The judges (of the Eichmann trial) took great pains to point out explicitly, in a courtroom there is no system on trial, no History or historical trend, no ism, anti-Semitism for instance, but a person, and if the defendant happens to be a functionary, he stands accused precisely because even a functionary is still a human being, and it is in this capacity that he stands trial.

Equally, the crime of indiscriminate mass killing committed by Truman, Stimson, Byrnes and others should be judged as the deeds of people in their capacity as individual human beings, not in their roles as functionaries - U.S. President, War Secretary, Secretary of State and the like. Those who, on August 6 and 9, 1945, indiscriminately killed by bombing Hiroshima and Nagasaki over 210,000 people, mostly civilians, including 40,000 Koreans , were human beings and not a national government or a military force. And, like the terrible deeds committed by the Nazis, the crime that was the deployment of atomic bombs was “not committed by outlaws, monsters, or raving sadists, but by the most respected members of respectable society.”

Clearly, the issue of responsibility cannot be addressed without an acknowledgement that crimes have been committed. Oblivion about crime directly leads to oblivion about responsibility. Conversely, oblivion about responsibility connects directly with concealment of crime.

Justification of crimes by means of the theory of reason-of-state

The problem is, however, that serious war crimes such as the holocaust and the atomic bombing committed during the war, in particular those committed by a victor nation, are hardly ever punished by law. Regarding this phenomenon, Arendt argued:

The theory behind the formula of acts of state claims that sovereign governments may under extraordinary circumstances be forced to use criminal means because their very existence or the maintenance of their power depends on it; the reason-of-state, thus the argument runs, cannot be bound by legal limitations or moral considerations, which are valid for private citizens who live within its boundaries, because the state as a whole, and hence the existence of everything that goes on inside it, is at stake. In this theory, the act of state is tacitly likened to the “crime” an individual may be forced to commit in self-defense, that is, to an act which also is permitted to go unpunished because of extraordinary circumstances, where survival as such is threatened.

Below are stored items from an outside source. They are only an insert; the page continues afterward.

PR #885, opened 2024-11-29
Wipe Disks Improvements

ibrokethecloud:
**Problem:**

We introduced a field in Harvester config named `wipeDisks` which when set ran a script in the installer to iterate over all disk devices visible to the host and wipe them.

This ended up being too aggressive, not to mention not all disks may contain old Harvester installations.

**Solution:**

PR introduces two new fields in the harvester config wipeDisksList and wipeAllDisks and drops the old wipeDisks introduced in v1.3

There is an extra panel in disk configuration page. The extra panel contains a drop down menu which gets rendered and populated if installer finds additional disks with existing elemental based installations which are not already used in install device or additional data device.

The extra `Wipe Disks` panels will only be available when there are additional disks visible to the host which have a partition with `COS_OEM` label and such disk is not already being used in `Install Device` or `Install Data Device`.

image

User can also pass these fields via ipxe using the following two new fields

```
install:
  wipeAllDisks: true
```

or 

```
install:
  wipeDisksList: 
     - device1
     - device2
```

`wipeAllDisks` uses the same logic as the installers `Wipe Disks Panel` where it will identify additional disks with `COS_OEM` partition which are not already being used as `Install Device` or `Install Data Device`.

**Related Issue:**
https://github.com/harvester/harvester/issues/6304
https://github.com/harvester/harvester/issues/6533

**Test plan:**

### DIFF
--- a/pkg/config/config.go
+++ b/pkg/config/config.go
@@ -154,19 +154,20 @@ type Install struct {
 	ClusterPodCIDR     string `json:"clusterPodCidr,omitempty"`
 	ClusterServiceCIDR string `json:"clusterServiceCidr,omitempty"`
 
-	ForceEFI      bool   `json:"forceEfi,omitempty"`
-	Device        string `json:"device,omitempty"`
-	ConfigURL     string `json:"configUrl,omitempty"`
-	Silent        bool   `json:"silent,omitempty"`
-	ISOURL        string `json:"isoUrl,omitempty"`
-	PowerOff      bool   `json:"powerOff,omitempty"`
-	NoFormat      bool   `json:"noFormat,omitempty"`
-	Debug         bool   `json:"debug,omitempty"`
-	TTY           string `json:"tty,omitempty"`
-	ForceGPT      bool   `json:"forceGpt,omitempty"`
-	Role          string `json:"role,omitempty"`
-	WithNetImages bool   `json:"withNetImages,omitempty"`
-	WipeDisks     bool   `json:"wipeDisks,omitempty"`
+	ForceEFI      bool     `json:"forceEfi,omitempty"`
+	Device        string   `json:"device,omitempty"`
+	ConfigURL     string   `json:"configUrl,omitempty"`
+	Silent        bool     `json:"silent,omitempty"`
+	ISOURL        string   `json:"isoUrl,omitempty"`
+	PowerOff      bool     `json:"powerOff,omitempty"`
+	NoFormat      bool     `json:"noFormat,omitempty"`
+	Debug         bool     `json:"debug,omitempty"`
+	TTY           string   `json:"tty,omitempty"`
+	ForceGPT      bool     `json:"forceGpt,omitempty"`
+	Role          string   `json:"role,omitempty"`
+	WithNetImages bool     `json:"withNetImages,omitempty"`
+	WipeAllDisks  bool     `json:"wipeAllDisks,omitempty"`
+	WipeDisksList []string `json:"wipeDisksList,omitempty"`
 
 	// Following options are not cOS installer flag
 	ForceMBR bool   `json:"forceMbr,omitempty"`
--- a/pkg/console/install_panels.go
+++ b/pkg/console/install_panels.go
@@ -5,7 +5,7 @@ import (
 	"net"
 	"net/netip"
 	"os"
-	"os/exec"
+	"slices"
 	"strconv"
 	"strings"
 	"sync"
@@ -290,28 +290,6 @@ func getDataDiskOptions(hvstConfig *config.HarvesterConfig) ([]widgets.Option, e
 	return nil, nil
 }
 
-func getDiskOptions() ([]widgets.Option, error) {
-	output, err := exec.Command("/bin/sh", "-c", `lsblk -J -o NAME,SIZE,TYPE,WWN,SERIAL`).CombinedOutput()
-	if err != nil {
-		return nil, err
-	}
-
-	lines, err := identifyUniqueDisks(output)
-
-	var options []widgets.Option
-	for _, line := range lines {
-		splits := strings.SplitN(line, " ", 2)
-		if len(splits) == 2 {
-			options = append(options, widgets.Option{
-				Value: "/dev/" + splits[0],
-				Text:  line,
-			})
-		}
-	}
-
-	return options, nil
-}
-
 func addDiskPanel(c *Console) error {
 	diskConfirmed = false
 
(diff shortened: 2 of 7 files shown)


pkg/console/util.go
```diff
@@ -512,6 +515,25 @@ func doInstall(g *gocui.Gui, hvstConfig *config.HarvesterConfig, webhooks Render
...
+		if err != nil {
+			return err
+		}
+		for _, opt := range diskOpts {
+			hvstConfig.Install.WipeDisksList = append(hvstConfig.Install.WipeDisksList, opt.Value)
+		}
+	}
+
+	// prepare to wipe disks
+	for _, disk := range hvstConfig.Install.WipeDisksList {
```
ihcsim, line 531: Will it be faster to perform each iteration with a goroutine?

pkg/console/util_test.go
```diff
@@ -738,3 +1115,10 @@ func Test_identifyUniqueDisks(t *testing.T) {
 	assert.NoError(err, "expected no error while parsing disk data")
 	t.Log(out)
 }
+
+func Test_identifyUniqueDisksWithHarvesterInstall(t *testing.T) {
+	assert := require.New(t)
+	results, err := filterHarvesterInstallDisks([]byte(existingHarvesterInstalls))
+	assert.NoError(err, "expected no error while parsing disk data")
+	assert.Len(results, 1, "expected to find 1 disk from sample data")
```
ihcsim, line 1123: To confirm my understanding, in this case, the identified disk should be `sdd`, right?

pkg/console/util.go
```diff
@@ -1059,11 +1097,107 @@ func identifyUniqueDisks(output []byte) ([]string, error) {
...
+}
+
+// identifyUniqueDisksWithHarvesterInstall will identify disks which may already be in use with old Harvester
+// installs. This is done by check if a label with prefix COS exists on any of the partitions
+// and only those disks are returned for getWipeDiskOptions
+
+func identifyUniqueDisksWithHarvesterInstall() ([]string, error) {
+	output, err := exec.Command("/bin/sh", "-c", `lsblk -J -o NAME,SIZE,TYPE,WWN,SERIAL,LABEL`).CombinedOutput()
+	if err != nil {
+		return nil, err
```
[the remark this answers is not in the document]
ibrokethecloud: sounds good.. we can log the output when the command errors

pkg/console/util.go
ibrokethecloud: the actual wipe barely takes a second which is a not much in the overall time taken during the installation process

pkg/console/util_test.go
ibrokethecloud: it will find `sdc` since both `sdc` and `sdd` are paths to the same device and sdc is found first when iterating through the list of disks

pkg/config/config.go
```diff
@@ -150,19 +150,20 @@ type Install struct {
...
-	Silent        bool   `json:"silent,omitempty"`
-	ISOURL        string `json:"isoUrl,omitempty"`
-	PowerOff      bool   `json:"powerOff,omitempty"`
-	NoFormat      bool   `json:"noFormat,omitempty"`
-	Debug         bool   `json:"debug,omitempty"`
-	TTY           string `json:"tty,omitempty"`
-	ForceGPT      bool   `json:"forceGpt,omitempty"`
-	Role          string `json:"role,omitempty"`
-	WithNetImages bool   `json:"withNetImages,omitempty"`
-	WipeDisks     bool   `json:"wipeDisks,omitempty"`
```
ihcsim, line 165: Do we need any doc to indicate that `harvester.install.wipe_disks` is now deprecated? Presumably, with this change, all existing references to `harvester.install.wipe_disks` won't work anymore, right?

pkg/console/util.go
```diff
@@ -512,6 +515,25 @@ func doInstall(g *gocui.Gui, hvstConfig *config.HarvesterConfig, webhooks Render
 		env = append(env, fmt.Sprintf("HARVESTER_ADDITIONAL_KERNEL_ARGUMENTS=%s", hvstConfig.OS.AdditionalKernelArguments))
 	}
 
+	// when WipeAllDisks is enabled then find all non installation disks with COS_ prefixed labels
+	// and add them to a list for wiping
```
ihcsim, line 519: From a UX perspective, we might need to document that this setting wipe all disks except for the installation and data disks.

pkg/console/install_panels.go
```diff
@@ -547,6 +550,34 @@ func addDiskPanel(c *Console) error {
...
+	// isWipeDisksNeeded is a helper function to render the wipeDisksPanel if needed
+	// if there are no additional disks to wipe then it checks if MBR needs to be enabled
+	// else will move on to the next apge
+	isWipeDisksNeeded := func(g *gocui.Gui, v *gocui.View) error {
+		options, err := getWipeDisksOptions(c.config)
+		if err != nil {
+			return err
+		}
+		if len(options) != 0 {
+			if slices.Contains(c.config.WipeDisksList, c.config.Device) || slices.Contains(c.config.WipeDisksList, c.config.DataDisk) {
```
ihcsim, line 563: Doesn't `getWipeDisksOptions()` already perform this filtering?

pkg/console/install_panels.go
```diff
@@ -547,6 +550,34 @@ func addDiskPanel(c *Console) error {
 		}
 		return showNext(c, persistentSizePanel)
 	}
+
+	// isWipeDisksNeeded is a helper function to render the wipeDisksPanel if needed
+	// if there are no additional disks to wipe then it checks if MBR needs to be enabled
+	// else will move on to the next apge
+	isWipeDisksNeeded := func(g *gocui.Gui, v *gocui.View) error {
+		options, err := getWipeDisksOptions(c.config)
```
ihcsim, line 558: Is there an option for the user to not select a disk, and leave this blank? Or is it required to always provide at least one disk to wipe?

simonfogliato:
I noticed this is using "blkid" from "util-linux" however that didn't seem to be included in the base install ISO v1.4.0 so I'm assuming that will also be included or is included elsewhere?

pkg/config/config.go
ibrokethecloud: there will be a docs update to cover this.

pkg/console/install_panels.go
ibrokethecloud: the panel will be hidden if there are no disks which need to be wiped. If there are multiple disks, with older installations, then assuming those disks are not used for re-install or data disk, then the panel will be rendered with list of such additional disks with old installs.

pkg/console/install_panels.go
ibrokethecloud: the extra filter is needed in case you selected an old installation disk for data or install disk, in which case we do not need to wipe the disk anymore.

example, sda, sdb, sdc are 3 disks on your system, and sda and sdb contain old installs.

in this case `getWipeDiskOptions` options will return sda and sbd.

If you choose options to have sda as install disk and sdb as datadisk then there are no disks left to wipe so the panel is hidden. 

This check allows to dynamically filter disks if you change your selection for install and data disks in their panels

ihcsim:
LGTM - can approve once conflicts are resolved.

ihcsim (approved):

Vicente-Cheng (approved):
lgtm, thanks for the enhancement!

ibrokethecloud:
@mergifyio backport v1.5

Yet Arendt found this argument inapplicable to the crimes committed by the Nazis because such “crimes were in no way promoted by necessity of one form or another; on the contrary, one could argue with considerable force that, for instance, the Nazi government would have been able to survive, even perhaps to win the war, if it had not committed its well-known crimes.” Likewise, as discussed earlier, the crime of the deployment of atomic bombs was “not prompted by necessity.” By August 1945, it was clear to anyone’s eyes that there was no threat to the existence of the U.S. as a nation, and that the U.S. would be able to win the war against Japan, even without resorting to atomic bombs.

President Truman justified the criminal act of instant and indiscriminate killing of 70-80,000 citizens of Hiroshima with the ironic excuse that it was “to avoid, insofar as possible, the killing of civilians.” It is well known in the United States that this justification for the atomic bomb attacks was subsequently further inflated with the 1947 claim that using the bomb had saved the lives of one million people, and the claim that the war would not otherwise have ended. Even today, this assumption is deeply rooted in the beliefs of most Americans. This American justification of the indiscriminate mass killing cannot be supported even by the theory of the reason-of-state. Thus it is nothing but a myth unsupported by any convincing evidence or logical argument whatsoever. 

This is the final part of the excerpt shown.